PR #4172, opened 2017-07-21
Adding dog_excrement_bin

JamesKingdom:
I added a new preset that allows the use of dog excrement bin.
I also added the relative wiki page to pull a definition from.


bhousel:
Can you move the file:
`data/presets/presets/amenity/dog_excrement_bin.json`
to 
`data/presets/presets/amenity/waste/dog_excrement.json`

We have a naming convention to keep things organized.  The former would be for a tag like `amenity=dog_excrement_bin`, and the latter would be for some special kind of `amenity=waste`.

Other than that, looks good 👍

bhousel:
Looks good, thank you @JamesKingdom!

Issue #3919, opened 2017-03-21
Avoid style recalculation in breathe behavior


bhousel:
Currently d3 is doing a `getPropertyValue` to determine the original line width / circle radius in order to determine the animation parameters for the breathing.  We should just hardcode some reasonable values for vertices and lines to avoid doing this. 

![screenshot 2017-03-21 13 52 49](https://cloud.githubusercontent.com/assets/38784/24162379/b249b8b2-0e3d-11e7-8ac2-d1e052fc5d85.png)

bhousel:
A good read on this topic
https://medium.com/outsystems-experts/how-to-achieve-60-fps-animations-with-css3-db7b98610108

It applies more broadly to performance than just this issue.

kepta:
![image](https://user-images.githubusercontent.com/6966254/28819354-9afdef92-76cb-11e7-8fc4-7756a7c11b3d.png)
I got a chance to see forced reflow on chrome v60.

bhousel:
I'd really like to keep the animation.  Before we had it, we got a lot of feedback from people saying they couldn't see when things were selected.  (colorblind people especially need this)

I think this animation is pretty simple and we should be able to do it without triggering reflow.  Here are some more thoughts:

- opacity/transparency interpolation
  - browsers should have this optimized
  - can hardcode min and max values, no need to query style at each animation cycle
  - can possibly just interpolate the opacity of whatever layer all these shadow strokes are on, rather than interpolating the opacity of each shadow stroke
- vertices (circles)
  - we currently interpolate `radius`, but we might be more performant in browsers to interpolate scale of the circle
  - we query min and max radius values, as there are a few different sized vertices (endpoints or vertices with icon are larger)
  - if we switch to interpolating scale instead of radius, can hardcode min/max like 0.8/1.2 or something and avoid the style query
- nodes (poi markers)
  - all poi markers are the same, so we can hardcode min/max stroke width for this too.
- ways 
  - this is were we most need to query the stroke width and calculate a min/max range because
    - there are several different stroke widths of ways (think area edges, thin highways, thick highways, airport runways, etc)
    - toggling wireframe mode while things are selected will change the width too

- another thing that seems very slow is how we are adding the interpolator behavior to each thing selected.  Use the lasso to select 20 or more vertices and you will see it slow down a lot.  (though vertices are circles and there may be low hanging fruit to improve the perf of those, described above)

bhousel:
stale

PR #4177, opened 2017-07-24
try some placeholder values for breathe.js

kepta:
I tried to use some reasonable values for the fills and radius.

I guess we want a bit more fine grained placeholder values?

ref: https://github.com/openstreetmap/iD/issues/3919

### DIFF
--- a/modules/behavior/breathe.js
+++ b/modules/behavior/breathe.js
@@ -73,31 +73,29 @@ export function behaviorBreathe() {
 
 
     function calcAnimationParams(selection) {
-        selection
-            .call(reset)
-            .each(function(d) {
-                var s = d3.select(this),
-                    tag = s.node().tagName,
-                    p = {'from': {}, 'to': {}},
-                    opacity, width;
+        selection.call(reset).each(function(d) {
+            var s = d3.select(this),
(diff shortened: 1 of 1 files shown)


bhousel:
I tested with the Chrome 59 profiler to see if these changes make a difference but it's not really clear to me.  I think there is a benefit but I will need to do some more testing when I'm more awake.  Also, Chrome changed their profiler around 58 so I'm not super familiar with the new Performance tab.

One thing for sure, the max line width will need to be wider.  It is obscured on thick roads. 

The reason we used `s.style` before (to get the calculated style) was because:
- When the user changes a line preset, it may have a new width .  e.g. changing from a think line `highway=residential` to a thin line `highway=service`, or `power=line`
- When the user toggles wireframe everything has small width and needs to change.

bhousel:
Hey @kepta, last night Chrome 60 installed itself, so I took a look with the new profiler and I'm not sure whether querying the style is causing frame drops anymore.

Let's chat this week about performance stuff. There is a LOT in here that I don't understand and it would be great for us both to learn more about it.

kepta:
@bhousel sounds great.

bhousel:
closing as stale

- [ASSIGNED TASK] Which lines above include the word "sure"? Pick them out and copy them.

- [SOLUTION TO THIS TASK]
One thing for sure, the max line width will need to be wider.  It is obscured on thick roads. 
Hey @kepta, last night Chrome 60 installed itself, so I took a look with the new profiler and I'm not sure whether querying the style is causing frame drops anymore.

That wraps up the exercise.